WHAT YOU ARE ASKED TO DO: Below is a set of records; print all of them exactly as written.

(Stored data)
____

PR #428, opened 2020-03-11
Fix sequences.trim

cifkao:
`trim` was using the unshifted `end` time for note truncation and for setting `totalTime`.

### DIFF
--- a/music/src/core/sequences.ts
+++ b/music/src/core/sequences.ts
@@ -656,15 +656,16 @@ function trimHelper(
           (truncateEndNotes || n[endKey] <= end));
 
   // Shift the sequence to start at 0.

____

OUTPUT FOR THIS EXERCISE:
PR #428, opened 2020-03-11
Fix sequences.trim

cifkao:
`trim` was using the unshifted `end` time for note truncation and for setting `totalTime`.

### DIFF
--- a/music/src/core/sequences.ts
+++ b/music/src/core/sequences.ts
@@ -656,15 +656,16 @@ function trimHelper(
           (truncateEndNotes || n[endKey] <= end));
 
   // Shift the sequence to start at 0.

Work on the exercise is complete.